WHAT TO WORK ON
Make an exact reproduction of all the data.

RECORD EXCERPTS
☆ ☆ ☆ ☆ ☆ ☆ ☆

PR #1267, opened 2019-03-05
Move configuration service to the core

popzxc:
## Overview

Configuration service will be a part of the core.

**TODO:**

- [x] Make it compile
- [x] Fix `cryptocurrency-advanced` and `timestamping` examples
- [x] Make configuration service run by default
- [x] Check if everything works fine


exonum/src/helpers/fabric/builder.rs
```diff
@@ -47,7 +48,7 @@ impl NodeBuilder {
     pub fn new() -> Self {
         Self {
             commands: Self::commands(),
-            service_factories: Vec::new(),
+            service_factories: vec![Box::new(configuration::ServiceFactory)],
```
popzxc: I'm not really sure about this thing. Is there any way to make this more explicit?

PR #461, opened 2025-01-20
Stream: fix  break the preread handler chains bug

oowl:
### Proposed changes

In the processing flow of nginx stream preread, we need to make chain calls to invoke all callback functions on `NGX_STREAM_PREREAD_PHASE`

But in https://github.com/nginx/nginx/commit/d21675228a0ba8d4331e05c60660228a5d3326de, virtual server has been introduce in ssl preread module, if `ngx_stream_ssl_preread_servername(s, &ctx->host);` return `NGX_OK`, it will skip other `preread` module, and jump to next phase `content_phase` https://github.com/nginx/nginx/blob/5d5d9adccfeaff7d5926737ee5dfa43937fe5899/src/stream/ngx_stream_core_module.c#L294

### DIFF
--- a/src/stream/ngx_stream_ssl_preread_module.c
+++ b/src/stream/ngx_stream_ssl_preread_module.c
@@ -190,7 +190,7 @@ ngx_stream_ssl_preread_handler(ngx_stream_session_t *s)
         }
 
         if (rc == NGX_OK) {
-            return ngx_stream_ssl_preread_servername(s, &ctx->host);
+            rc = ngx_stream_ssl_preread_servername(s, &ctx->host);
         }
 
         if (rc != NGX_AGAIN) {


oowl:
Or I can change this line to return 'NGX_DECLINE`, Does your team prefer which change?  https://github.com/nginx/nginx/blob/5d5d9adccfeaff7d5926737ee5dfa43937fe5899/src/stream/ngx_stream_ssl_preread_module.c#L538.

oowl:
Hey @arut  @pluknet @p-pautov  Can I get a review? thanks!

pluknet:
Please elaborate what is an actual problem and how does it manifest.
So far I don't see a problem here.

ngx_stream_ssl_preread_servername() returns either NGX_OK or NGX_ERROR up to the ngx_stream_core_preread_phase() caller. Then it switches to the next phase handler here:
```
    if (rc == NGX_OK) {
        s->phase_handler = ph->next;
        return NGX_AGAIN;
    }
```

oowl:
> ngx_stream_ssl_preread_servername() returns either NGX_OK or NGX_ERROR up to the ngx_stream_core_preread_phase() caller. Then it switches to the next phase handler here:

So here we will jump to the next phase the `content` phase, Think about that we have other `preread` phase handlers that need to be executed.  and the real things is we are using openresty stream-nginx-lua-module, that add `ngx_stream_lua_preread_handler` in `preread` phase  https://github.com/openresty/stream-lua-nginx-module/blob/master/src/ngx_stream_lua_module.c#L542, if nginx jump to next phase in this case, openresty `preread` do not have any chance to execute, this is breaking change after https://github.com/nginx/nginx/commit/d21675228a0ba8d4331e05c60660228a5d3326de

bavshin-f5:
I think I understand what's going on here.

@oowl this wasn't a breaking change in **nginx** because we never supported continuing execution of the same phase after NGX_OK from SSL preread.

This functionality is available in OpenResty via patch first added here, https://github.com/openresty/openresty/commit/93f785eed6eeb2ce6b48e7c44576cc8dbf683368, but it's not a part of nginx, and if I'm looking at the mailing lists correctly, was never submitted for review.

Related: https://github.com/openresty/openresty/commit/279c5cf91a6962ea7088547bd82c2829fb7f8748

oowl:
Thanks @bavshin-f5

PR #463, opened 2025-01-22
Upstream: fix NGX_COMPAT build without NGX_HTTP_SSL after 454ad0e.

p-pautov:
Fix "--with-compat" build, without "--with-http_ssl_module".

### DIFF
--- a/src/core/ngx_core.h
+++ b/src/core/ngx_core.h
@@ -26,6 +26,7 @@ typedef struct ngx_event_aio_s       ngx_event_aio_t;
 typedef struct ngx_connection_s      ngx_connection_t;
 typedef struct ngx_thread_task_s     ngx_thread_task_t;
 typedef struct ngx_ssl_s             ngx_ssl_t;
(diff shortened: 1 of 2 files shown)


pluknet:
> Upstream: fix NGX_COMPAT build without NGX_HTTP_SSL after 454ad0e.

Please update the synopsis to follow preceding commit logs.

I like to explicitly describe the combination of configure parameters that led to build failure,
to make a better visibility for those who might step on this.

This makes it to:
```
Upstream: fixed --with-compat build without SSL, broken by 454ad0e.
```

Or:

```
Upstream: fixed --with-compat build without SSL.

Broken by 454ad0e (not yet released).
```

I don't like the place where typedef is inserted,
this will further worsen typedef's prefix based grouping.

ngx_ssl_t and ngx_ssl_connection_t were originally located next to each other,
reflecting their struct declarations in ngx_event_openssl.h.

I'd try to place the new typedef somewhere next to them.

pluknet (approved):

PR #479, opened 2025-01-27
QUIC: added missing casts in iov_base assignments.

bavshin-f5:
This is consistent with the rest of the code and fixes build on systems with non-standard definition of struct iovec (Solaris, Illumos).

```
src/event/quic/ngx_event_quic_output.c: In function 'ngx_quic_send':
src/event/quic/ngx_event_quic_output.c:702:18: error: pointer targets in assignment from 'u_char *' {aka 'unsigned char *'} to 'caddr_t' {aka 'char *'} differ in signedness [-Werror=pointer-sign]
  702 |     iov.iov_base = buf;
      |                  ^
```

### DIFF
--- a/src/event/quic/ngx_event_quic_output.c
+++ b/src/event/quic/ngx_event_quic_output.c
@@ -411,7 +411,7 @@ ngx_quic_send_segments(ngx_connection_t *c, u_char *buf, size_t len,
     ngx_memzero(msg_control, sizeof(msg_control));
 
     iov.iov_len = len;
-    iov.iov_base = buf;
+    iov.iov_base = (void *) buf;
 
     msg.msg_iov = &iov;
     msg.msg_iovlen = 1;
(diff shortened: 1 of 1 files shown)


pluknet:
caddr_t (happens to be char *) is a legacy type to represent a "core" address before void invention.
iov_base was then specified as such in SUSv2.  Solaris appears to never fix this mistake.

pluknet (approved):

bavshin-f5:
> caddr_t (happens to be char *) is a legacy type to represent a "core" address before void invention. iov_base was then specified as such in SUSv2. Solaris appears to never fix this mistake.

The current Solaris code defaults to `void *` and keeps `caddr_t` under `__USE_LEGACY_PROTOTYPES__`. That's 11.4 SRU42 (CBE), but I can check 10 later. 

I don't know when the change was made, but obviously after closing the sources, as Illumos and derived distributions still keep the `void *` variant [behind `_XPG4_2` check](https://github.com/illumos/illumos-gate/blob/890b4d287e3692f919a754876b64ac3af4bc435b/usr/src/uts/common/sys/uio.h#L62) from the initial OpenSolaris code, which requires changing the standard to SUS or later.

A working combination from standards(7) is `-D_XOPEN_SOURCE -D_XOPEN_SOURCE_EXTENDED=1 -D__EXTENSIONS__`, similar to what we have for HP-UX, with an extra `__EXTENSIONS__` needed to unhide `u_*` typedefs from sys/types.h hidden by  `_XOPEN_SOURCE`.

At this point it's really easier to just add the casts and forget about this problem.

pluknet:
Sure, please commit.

☆ ☆ ☆ ☆ ☆ ☆ ☆

OUTPUT BELOW
PR #1267, opened 2019-03-05
Move configuration service to the core

popzxc:
## Overview

Configuration service will be a part of the core.

**TODO:**

- [x] Make it compile
- [x] Fix `cryptocurrency-advanced` and `timestamping` examples
- [x] Make configuration service run by default
- [x] Check if everything works fine


exonum/src/helpers/fabric/builder.rs
```diff
@@ -47,7 +48,7 @@ impl NodeBuilder {
     pub fn new() -> Self {
         Self {
             commands: Self::commands(),
-            service_factories: Vec::new(),
+            service_factories: vec![Box::new(configuration::ServiceFactory)],
```
popzxc: I'm not really sure about this thing. Is there any way to make this more explicit?

PR #461, opened 2025-01-20
Stream: fix  break the preread handler chains bug

oowl:
### Proposed changes

In the processing flow of nginx stream preread, we need to make chain calls to invoke all callback functions on `NGX_STREAM_PREREAD_PHASE`

But in https://github.com/nginx/nginx/commit/d21675228a0ba8d4331e05c60660228a5d3326de, virtual server has been introduce in ssl preread module, if `ngx_stream_ssl_preread_servername(s, &ctx->host);` return `NGX_OK`, it will skip other `preread` module, and jump to next phase `content_phase` https://github.com/nginx/nginx/blob/5d5d9adccfeaff7d5926737ee5dfa43937fe5899/src/stream/ngx_stream_core_module.c#L294

### DIFF
--- a/src/stream/ngx_stream_ssl_preread_module.c
+++ b/src/stream/ngx_stream_ssl_preread_module.c
@@ -190,7 +190,7 @@ ngx_stream_ssl_preread_handler(ngx_stream_session_t *s)
         }
 
         if (rc == NGX_OK) {
-            return ngx_stream_ssl_preread_servername(s, &ctx->host);
+            rc = ngx_stream_ssl_preread_servername(s, &ctx->host);
         }
 
         if (rc != NGX_AGAIN) {


oowl:
Or I can change this line to return 'NGX_DECLINE`, Does your team prefer which change?  https://github.com/nginx/nginx/blob/5d5d9adccfeaff7d5926737ee5dfa43937fe5899/src/stream/ngx_stream_ssl_preread_module.c#L538.

oowl:
Hey @arut  @pluknet @p-pautov  Can I get a review? thanks!

pluknet:
Please elaborate what is an actual problem and how does it manifest.
So far I don't see a problem here.

ngx_stream_ssl_preread_servername() returns either NGX_OK or NGX_ERROR up to the ngx_stream_core_preread_phase() caller. Then it switches to the next phase handler here:
```
    if (rc == NGX_OK) {
        s->phase_handler = ph->next;
        return NGX_AGAIN;
    }
```

oowl:
> ngx_stream_ssl_preread_servername() returns either NGX_OK or NGX_ERROR up to the ngx_stream_core_preread_phase() caller. Then it switches to the next phase handler here:

So here we will jump to the next phase the `content` phase, Think about that we have other `preread` phase handlers that need to be executed.  and the real things is we are using openresty stream-nginx-lua-module, that add `ngx_stream_lua_preread_handler` in `preread` phase  https://github.com/openresty/stream-lua-nginx-module/blob/master/src/ngx_stream_lua_module.c#L542, if nginx jump to next phase in this case, openresty `preread` do not have any chance to execute, this is breaking change after https://github.com/nginx/nginx/commit/d21675228a0ba8d4331e05c60660228a5d3326de

bavshin-f5:
I think I understand what's going on here.

@oowl this wasn't a breaking change in **nginx** because we never supported continuing execution of the same phase after NGX_OK from SSL preread.

This functionality is available in OpenResty via patch first added here, https://github.com/openresty/openresty/commit/93f785eed6eeb2ce6b48e7c44576cc8dbf683368, but it's not a part of nginx, and if I'm looking at the mailing lists correctly, was never submitted for review.

Related: https://github.com/openresty/openresty/commit/279c5cf91a6962ea7088547bd82c2829fb7f8748

oowl:
Thanks @bavshin-f5

PR #463, opened 2025-01-22
Upstream: fix NGX_COMPAT build without NGX_HTTP_SSL after 454ad0e.

p-pautov:
Fix "--with-compat" build, without "--with-http_ssl_module".

### DIFF
--- a/src/core/ngx_core.h
+++ b/src/core/ngx_core.h
@@ -26,6 +26,7 @@ typedef struct ngx_event_aio_s       ngx_event_aio_t;
 typedef struct ngx_connection_s      ngx_connection_t;
 typedef struct ngx_thread_task_s     ngx_thread_task_t;
 typedef struct ngx_ssl_s             ngx_ssl_t;
(diff shortened: 1 of 2 files shown)


pluknet:
> Upstream: fix NGX_COMPAT build without NGX_HTTP_SSL after 454ad0e.

Please update the synopsis to follow preceding commit logs.

I like to explicitly describe the combination of configure parameters that led to build failure,
to make a better visibility for those who might step on this.

This makes it to:
```
Upstream: fixed --with-compat build without SSL, broken by 454ad0e.
```

Or:

```
Upstream: fixed --with-compat build without SSL.

Broken by 454ad0e (not yet released).
```

I don't like the place where typedef is inserted,
this will further worsen typedef's prefix based grouping.

ngx_ssl_t and ngx_ssl_connection_t were originally located next to each other,
reflecting their struct declarations in ngx_event_openssl.h.

I'd try to place the new typedef somewhere next to them.

pluknet (approved):

PR #479, opened 2025-01-27
QUIC: added missing casts in iov_base assignments.

bavshin-f5:
This is consistent with the rest of the code and fixes build on systems with non-standard definition of struct iovec (Solaris, Illumos).

```
src/event/quic/ngx_event_quic_output.c: In function 'ngx_quic_send':
src/event/quic/ngx_event_quic_output.c:702:18: error: pointer targets in assignment from 'u_char *' {aka 'unsigned char *'} to 'caddr_t' {aka 'char *'} differ in signedness [-Werror=pointer-sign]
  702 |     iov.iov_base = buf;
      |                  ^
```

### DIFF
--- a/src/event/quic/ngx_event_quic_output.c
+++ b/src/event/quic/ngx_event_quic_output.c
@@ -411,7 +411,7 @@ ngx_quic_send_segments(ngx_connection_t *c, u_char *buf, size_t len,
     ngx_memzero(msg_control, sizeof(msg_control));
 
     iov.iov_len = len;
-    iov.iov_base = buf;
+    iov.iov_base = (void *) buf;
 
     msg.msg_iov = &iov;
     msg.msg_iovlen = 1;
(diff shortened: 1 of 1 files shown)


pluknet:
caddr_t (happens to be char *) is a legacy type to represent a "core" address before void invention.
iov_base was then specified as such in SUSv2.  Solaris appears to never fix this mistake.

pluknet (approved):

bavshin-f5:
> caddr_t (happens to be char *) is a legacy type to represent a "core" address before void invention. iov_base was then specified as such in SUSv2. Solaris appears to never fix this mistake.

The current Solaris code defaults to `void *` and keeps `caddr_t` under `__USE_LEGACY_PROTOTYPES__`. That's 11.4 SRU42 (CBE), but I can check 10 later. 

I don't know when the change was made, but obviously after closing the sources, as Illumos and derived distributions still keep the `void *` variant [behind `_XPG4_2` check](https://github.com/illumos/illumos-gate/blob/890b4d287e3692f919a754876b64ac3af4bc435b/usr/src/uts/common/sys/uio.h#L62) from the initial OpenSolaris code, which requires changing the standard to SUS or later.

A working combination from standards(7) is `-D_XOPEN_SOURCE -D_XOPEN_SOURCE_EXTENDED=1 -D__EXTENSIONS__`, similar to what we have for HP-UX, with an extra `__EXTENSIONS__` needed to unhide `u_*` typedefs from sys/types.h hidden by  `_XOPEN_SOURCE`.

At this point it's really easier to just add the casts and forget about this problem.

pluknet:
Sure, please commit.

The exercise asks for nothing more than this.